Weather in Texas is definitely unpredictable. It makes gardening a challenge, but the possibility of harvesting broccoli, greens, radishes and carrots for Christmas dinner keeps me always trying to outwit what nature brings us.
We are going on a road trip west next week – will keep you posted.
Merry Christmas, Happy Hanukkah and the best to all in the New Year.
Sitting at home, sipping tea, wrapped in a blanket, sniffing and watching a cold front move in – a perfect day to clean up some computer files. I found all sorts of old photos and files. The one that caught my attention was taken 10 years ago in our front yard. My, it has changed so much (and so has fashion!). Originally there was a little bed around some trees, and the rest in St. Augustine grass. Weed killer was used constantly to keep out my neighbors travelling hypericum and the continual popping up of redbud trees, cherry laurel and Turk’s cap from seeds left by the birds. The grass has long been gone. The cherry laurels, oak trees and eastern red cedar have grown so much. Under them are a wide variety of native and well-adapted plants. Oak leaf hydrangea, Japanese maple, viburnum, lots of Turk’s cap (I let them pop up wherever they please), aralia, leatherleaf mahonia, coralberry, a solitary gardenia and camellia (for fun), salvia guaranitica, possumhaw holly, inland sea oats and many more plants thrive under the trees.
Weed killer is no longer used. My neighbor’s plants are always welcome. The earthworms are happy and so is my husband. There is no grass to mow.

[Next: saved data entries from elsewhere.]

PR #418, opened 2022-09-07
fix: makes modal, dialog, & blade responsive to theme bg & body colors

pretzelhammer:

as written in pr title

makes color & bgColor of blades themeable (similar to how it is for modals & dialogs), also updates the default theme to set the color & bgColor values to `@colors.body` and `@colors.background` for all components

## Other information

nope

### DIFF
--- a/src/components/Blade/src/Blade.vue
+++ b/src/components/Blade/src/Blade.vue
@@ -1,5 +1,10 @@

I am just thrilled. My Meyer lemon tree, now probably 5 years old, has produced what I think is a bumper crop. The first couple of winters, I kept it in a spare bedroom when temperatures approached freezing. Last year I potted it up into a 19″ rectangular pot. The tree has flourished to the point that a big decision must now be made. If I want to have guests, there is no room for the tree. Which shall it be – tree or guests in the spare bedroom? Alas there is no choice. Sadly I will have to miss the fragrance of its winter blossoms – they will help perfume the greenhouse at our Arlington store instead. (As a footnote, Michael and Lorie planted their Meyer lemon outside in a protected spot. I will let you know how it fares this winter).
Meanwhile we are in the process of harvesting 56 lemons. I have already made some Meyer lemon marmalade – my husband loves it. I am anxious to taste the preserved lemons – this is a new one for me. Meyer lemon limoncello is next on the list. And half of the lemons are still waiting to be picked.